**Task to carry out:** As the answer, set down the lines below from the one containing "This is intended" through the one containing "[ISSUE #411] Fix", exactly and inclusively, and no others.

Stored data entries

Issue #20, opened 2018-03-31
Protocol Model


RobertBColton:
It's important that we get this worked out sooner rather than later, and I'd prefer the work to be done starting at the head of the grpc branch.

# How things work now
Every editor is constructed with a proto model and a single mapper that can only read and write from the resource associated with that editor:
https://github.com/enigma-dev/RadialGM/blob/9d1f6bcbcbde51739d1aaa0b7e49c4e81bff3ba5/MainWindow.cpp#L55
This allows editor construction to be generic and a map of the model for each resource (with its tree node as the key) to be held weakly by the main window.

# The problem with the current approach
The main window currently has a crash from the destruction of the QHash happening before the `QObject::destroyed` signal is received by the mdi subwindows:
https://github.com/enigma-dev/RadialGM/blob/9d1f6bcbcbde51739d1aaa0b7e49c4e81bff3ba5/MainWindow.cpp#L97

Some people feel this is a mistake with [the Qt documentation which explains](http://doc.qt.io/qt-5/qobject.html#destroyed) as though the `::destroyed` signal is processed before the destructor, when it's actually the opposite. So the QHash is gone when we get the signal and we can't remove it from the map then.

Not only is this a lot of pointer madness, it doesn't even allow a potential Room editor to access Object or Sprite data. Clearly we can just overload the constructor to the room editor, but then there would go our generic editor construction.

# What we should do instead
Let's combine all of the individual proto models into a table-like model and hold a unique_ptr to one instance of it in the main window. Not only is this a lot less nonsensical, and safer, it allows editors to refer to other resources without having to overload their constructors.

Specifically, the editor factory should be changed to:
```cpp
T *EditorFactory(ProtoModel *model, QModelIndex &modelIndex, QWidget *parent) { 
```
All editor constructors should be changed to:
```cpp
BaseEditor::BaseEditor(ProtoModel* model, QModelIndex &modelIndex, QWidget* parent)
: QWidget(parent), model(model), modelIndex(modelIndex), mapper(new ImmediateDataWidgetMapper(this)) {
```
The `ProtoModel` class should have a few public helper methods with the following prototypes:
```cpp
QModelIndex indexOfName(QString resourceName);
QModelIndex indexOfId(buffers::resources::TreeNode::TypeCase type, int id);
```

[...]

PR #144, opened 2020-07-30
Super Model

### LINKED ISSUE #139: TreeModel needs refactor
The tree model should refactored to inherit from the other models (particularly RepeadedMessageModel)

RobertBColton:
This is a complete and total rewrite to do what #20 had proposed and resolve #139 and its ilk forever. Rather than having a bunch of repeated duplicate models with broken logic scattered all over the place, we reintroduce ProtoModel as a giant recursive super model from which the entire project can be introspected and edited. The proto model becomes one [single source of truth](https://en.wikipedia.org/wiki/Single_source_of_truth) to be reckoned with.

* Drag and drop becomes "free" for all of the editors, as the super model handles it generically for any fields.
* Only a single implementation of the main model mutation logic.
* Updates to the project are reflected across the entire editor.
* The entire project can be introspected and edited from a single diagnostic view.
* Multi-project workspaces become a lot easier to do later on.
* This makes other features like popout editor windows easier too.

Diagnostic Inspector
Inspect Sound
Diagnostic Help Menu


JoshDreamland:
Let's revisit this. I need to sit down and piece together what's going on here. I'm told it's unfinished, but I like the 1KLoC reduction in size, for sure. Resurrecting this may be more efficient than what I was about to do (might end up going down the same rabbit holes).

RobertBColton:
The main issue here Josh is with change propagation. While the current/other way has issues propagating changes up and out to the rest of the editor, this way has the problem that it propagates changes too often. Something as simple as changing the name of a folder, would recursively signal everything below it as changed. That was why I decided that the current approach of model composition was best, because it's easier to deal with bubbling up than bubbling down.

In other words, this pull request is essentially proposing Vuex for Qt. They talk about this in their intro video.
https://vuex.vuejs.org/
---
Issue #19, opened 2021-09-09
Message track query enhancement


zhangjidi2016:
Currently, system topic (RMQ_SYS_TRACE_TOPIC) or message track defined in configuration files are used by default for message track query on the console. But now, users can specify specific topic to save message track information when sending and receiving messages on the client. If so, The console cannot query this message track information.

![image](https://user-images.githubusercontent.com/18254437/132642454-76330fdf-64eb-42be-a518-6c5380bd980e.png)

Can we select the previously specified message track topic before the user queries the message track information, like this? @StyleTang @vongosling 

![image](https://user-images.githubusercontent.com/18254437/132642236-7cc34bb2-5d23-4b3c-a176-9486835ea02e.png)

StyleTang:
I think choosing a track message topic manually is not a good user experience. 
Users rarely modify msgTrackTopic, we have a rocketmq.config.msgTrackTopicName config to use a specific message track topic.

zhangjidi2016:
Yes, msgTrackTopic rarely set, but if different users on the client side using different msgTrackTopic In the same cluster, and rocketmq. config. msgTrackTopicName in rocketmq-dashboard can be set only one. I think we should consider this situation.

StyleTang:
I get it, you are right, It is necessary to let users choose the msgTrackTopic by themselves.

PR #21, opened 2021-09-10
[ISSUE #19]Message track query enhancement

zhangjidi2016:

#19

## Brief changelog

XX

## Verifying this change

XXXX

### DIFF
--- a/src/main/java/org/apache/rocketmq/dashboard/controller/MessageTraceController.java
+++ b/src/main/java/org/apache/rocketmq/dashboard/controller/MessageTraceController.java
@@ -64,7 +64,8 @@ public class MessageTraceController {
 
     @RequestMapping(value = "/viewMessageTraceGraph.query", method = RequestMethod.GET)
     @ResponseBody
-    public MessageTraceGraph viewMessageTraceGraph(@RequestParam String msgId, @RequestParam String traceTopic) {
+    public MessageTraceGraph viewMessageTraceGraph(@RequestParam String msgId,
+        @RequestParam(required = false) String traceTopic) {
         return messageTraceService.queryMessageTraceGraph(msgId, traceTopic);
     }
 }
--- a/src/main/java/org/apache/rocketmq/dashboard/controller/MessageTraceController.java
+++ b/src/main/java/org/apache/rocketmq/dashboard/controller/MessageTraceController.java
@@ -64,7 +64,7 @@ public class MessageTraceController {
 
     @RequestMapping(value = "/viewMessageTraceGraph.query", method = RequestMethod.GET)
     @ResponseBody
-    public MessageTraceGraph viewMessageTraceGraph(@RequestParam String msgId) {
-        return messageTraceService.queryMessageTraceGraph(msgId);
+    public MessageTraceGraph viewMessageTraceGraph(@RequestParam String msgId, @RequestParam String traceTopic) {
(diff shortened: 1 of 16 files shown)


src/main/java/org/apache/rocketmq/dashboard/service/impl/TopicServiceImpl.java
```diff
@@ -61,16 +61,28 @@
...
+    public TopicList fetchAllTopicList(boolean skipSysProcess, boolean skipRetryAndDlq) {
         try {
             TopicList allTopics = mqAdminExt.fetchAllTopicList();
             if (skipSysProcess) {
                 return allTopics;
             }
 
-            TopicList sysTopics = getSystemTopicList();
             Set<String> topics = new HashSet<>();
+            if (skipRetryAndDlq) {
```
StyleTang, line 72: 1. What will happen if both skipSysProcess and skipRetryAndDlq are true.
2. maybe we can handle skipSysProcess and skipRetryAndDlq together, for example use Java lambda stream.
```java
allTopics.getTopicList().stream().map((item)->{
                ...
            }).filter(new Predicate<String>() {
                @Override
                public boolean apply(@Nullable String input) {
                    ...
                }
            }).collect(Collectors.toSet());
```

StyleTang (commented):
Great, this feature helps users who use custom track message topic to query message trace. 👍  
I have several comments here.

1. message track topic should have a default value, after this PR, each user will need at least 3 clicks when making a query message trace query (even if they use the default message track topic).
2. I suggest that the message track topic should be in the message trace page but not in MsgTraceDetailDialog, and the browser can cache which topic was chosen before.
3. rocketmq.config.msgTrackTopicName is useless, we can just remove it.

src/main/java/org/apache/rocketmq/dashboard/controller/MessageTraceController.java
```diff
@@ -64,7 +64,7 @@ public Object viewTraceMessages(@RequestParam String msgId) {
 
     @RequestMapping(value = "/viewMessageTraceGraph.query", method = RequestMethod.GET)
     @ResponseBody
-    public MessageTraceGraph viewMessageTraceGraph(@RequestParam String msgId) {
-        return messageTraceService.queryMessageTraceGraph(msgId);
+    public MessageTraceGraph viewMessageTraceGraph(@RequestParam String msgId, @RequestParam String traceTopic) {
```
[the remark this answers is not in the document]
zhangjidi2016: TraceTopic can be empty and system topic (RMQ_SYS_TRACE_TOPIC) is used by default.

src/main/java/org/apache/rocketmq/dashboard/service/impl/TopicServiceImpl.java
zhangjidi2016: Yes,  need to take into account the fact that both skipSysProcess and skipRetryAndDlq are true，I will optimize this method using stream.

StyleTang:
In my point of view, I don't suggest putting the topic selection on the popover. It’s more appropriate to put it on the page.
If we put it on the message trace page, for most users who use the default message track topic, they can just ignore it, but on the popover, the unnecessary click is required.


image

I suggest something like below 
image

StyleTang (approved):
---
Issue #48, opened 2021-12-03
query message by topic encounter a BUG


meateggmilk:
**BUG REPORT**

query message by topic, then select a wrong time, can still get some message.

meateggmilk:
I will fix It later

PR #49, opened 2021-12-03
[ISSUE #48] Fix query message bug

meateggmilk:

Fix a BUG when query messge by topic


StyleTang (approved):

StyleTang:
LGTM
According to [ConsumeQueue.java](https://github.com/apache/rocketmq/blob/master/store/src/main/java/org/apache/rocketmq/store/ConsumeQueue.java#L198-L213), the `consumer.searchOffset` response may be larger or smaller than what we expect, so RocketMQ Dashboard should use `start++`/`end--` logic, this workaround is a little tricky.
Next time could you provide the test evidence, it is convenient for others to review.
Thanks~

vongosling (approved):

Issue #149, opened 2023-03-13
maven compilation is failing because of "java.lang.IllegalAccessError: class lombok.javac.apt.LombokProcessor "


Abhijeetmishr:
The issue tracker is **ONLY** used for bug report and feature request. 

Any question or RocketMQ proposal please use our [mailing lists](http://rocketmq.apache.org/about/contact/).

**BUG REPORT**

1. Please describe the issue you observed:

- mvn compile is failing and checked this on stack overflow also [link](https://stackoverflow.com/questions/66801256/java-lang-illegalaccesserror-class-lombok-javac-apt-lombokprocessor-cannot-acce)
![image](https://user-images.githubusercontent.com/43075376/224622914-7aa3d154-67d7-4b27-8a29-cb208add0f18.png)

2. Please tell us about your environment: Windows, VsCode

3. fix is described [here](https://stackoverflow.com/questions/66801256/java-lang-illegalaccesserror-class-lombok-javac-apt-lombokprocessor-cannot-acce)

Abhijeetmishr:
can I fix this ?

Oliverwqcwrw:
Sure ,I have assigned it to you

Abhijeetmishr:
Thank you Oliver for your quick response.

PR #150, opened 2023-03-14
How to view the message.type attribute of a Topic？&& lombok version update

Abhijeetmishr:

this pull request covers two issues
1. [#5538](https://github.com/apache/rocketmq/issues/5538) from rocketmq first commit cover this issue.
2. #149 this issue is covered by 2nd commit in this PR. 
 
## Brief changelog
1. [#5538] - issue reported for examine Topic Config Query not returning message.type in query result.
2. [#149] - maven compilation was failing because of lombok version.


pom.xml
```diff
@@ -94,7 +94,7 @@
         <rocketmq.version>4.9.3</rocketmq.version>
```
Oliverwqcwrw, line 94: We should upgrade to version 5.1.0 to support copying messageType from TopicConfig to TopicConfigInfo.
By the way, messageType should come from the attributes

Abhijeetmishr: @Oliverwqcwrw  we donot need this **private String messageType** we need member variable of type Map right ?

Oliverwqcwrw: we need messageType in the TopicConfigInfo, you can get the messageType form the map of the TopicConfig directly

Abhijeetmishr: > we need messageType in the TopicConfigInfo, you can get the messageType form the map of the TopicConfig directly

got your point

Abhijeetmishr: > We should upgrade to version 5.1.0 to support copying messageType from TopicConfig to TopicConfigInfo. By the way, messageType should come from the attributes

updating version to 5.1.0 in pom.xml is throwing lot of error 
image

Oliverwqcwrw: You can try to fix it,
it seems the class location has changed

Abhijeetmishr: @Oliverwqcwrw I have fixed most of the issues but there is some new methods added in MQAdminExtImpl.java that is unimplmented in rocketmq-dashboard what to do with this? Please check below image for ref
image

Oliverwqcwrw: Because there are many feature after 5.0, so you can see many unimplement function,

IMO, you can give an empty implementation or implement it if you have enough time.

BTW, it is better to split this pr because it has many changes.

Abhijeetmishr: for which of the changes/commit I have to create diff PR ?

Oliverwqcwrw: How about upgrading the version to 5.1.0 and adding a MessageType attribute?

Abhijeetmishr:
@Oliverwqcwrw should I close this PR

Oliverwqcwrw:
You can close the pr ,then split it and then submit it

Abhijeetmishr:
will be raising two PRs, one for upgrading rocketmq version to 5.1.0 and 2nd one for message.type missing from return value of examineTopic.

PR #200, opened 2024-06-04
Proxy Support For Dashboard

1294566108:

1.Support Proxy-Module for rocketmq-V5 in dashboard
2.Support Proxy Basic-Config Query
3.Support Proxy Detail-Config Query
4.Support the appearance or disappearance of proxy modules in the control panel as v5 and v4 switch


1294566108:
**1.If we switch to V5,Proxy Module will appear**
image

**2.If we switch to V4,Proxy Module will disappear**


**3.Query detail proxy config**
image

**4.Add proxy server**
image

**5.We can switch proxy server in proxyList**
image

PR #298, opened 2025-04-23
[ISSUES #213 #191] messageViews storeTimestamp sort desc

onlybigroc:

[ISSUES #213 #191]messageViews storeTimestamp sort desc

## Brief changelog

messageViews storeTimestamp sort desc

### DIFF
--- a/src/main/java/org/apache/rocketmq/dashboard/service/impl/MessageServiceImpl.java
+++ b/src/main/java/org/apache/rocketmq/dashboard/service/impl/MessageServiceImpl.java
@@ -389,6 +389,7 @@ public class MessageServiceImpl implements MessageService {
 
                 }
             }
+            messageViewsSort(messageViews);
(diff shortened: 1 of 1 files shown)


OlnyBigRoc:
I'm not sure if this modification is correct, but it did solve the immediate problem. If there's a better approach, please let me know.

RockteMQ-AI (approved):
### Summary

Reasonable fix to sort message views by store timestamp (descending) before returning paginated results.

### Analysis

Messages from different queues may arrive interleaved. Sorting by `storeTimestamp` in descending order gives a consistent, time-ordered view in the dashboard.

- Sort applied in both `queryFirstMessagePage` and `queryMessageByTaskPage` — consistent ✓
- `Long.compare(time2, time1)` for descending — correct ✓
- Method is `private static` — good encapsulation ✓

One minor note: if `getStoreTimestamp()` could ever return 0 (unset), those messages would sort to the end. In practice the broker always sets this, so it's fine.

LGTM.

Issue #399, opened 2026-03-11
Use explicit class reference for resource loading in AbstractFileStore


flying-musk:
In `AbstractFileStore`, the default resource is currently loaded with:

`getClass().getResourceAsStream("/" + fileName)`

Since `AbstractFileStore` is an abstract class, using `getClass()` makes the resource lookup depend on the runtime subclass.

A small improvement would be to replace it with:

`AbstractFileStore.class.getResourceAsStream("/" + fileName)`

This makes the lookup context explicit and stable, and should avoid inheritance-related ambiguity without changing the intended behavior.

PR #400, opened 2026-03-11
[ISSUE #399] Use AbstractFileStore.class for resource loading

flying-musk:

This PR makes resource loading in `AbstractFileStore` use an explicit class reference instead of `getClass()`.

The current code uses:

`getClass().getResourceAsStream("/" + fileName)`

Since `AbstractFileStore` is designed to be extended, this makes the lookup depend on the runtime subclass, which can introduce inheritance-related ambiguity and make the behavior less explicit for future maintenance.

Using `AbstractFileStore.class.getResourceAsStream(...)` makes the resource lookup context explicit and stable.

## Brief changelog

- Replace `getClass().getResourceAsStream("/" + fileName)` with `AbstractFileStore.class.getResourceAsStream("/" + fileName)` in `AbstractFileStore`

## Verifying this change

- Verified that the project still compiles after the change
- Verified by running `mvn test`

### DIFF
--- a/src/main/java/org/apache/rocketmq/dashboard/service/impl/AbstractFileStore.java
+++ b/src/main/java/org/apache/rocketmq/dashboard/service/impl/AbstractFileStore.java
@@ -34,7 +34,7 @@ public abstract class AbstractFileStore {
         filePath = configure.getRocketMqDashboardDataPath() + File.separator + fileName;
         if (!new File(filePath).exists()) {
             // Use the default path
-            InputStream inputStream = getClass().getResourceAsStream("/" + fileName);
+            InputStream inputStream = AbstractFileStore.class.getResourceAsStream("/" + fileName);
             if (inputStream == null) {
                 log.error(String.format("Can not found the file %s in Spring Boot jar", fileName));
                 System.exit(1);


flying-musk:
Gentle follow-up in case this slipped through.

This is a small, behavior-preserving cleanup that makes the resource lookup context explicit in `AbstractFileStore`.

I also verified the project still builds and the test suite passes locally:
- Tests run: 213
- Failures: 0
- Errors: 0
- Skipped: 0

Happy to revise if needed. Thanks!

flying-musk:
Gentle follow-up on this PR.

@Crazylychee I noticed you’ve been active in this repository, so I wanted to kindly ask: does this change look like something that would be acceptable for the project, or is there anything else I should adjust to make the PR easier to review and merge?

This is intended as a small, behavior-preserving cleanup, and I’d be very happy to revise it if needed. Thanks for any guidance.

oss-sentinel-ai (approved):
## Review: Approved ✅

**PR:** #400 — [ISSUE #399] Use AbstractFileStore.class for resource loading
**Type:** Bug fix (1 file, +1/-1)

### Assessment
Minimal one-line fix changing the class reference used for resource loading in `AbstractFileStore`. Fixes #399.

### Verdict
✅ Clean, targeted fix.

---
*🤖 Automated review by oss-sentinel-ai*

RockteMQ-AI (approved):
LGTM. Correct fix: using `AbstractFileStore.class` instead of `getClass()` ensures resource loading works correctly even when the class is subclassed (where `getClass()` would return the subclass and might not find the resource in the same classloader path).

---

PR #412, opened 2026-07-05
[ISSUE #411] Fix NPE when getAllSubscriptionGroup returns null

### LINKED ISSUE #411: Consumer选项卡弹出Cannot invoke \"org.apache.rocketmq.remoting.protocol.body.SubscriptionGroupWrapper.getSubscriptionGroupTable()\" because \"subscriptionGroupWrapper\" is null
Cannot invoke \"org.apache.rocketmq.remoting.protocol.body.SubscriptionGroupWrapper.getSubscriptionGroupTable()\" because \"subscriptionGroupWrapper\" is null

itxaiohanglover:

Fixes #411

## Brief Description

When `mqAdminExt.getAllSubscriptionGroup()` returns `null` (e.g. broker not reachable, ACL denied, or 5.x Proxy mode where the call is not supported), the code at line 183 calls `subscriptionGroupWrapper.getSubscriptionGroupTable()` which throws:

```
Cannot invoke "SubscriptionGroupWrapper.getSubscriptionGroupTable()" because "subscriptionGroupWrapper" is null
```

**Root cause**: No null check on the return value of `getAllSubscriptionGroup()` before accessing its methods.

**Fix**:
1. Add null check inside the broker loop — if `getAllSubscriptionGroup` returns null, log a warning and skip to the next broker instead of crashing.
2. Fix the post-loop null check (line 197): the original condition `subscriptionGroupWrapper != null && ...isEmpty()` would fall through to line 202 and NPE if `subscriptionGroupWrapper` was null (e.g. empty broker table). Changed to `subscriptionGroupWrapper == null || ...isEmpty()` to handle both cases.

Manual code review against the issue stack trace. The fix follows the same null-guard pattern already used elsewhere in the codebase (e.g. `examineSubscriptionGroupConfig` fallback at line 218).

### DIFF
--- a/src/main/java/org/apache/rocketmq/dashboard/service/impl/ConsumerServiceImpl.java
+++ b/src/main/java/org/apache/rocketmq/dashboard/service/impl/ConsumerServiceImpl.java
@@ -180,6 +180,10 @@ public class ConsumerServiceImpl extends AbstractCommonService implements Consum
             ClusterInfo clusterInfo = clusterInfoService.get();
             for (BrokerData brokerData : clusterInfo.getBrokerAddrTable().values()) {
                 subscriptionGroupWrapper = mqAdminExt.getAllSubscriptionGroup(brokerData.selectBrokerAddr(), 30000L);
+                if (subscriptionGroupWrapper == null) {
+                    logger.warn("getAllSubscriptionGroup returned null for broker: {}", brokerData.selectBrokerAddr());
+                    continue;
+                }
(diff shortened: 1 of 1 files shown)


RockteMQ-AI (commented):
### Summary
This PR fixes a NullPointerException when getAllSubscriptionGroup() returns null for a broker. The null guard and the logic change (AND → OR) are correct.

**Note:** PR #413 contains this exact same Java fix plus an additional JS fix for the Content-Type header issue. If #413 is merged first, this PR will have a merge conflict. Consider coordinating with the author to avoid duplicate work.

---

**Answer for the task:**
This is intended as a small, behavior-preserving cleanup, and I’d be very happy to revise it if needed. Thanks for any guidance.

oss-sentinel-ai (approved):
## Review: Approved ✅

**PR:** #400 — [ISSUE #399] Use AbstractFileStore.class for resource loading
**Type:** Bug fix (1 file, +1/-1)

### Assessment
Minimal one-line fix changing the class reference used for resource loading in `AbstractFileStore`. Fixes #399.

### Verdict
✅ Clean, targeted fix.

---
*🤖 Automated review by oss-sentinel-ai*

RockteMQ-AI (approved):
LGTM. Correct fix: using `AbstractFileStore.class` instead of `getClass()` ensures resource loading works correctly even when the class is subclassed (where `getClass()` would return the subclass and might not find the resource in the same classloader path).

---

PR #412, opened 2026-07-05
[ISSUE #411] Fix NPE when getAllSubscriptionGroup returns null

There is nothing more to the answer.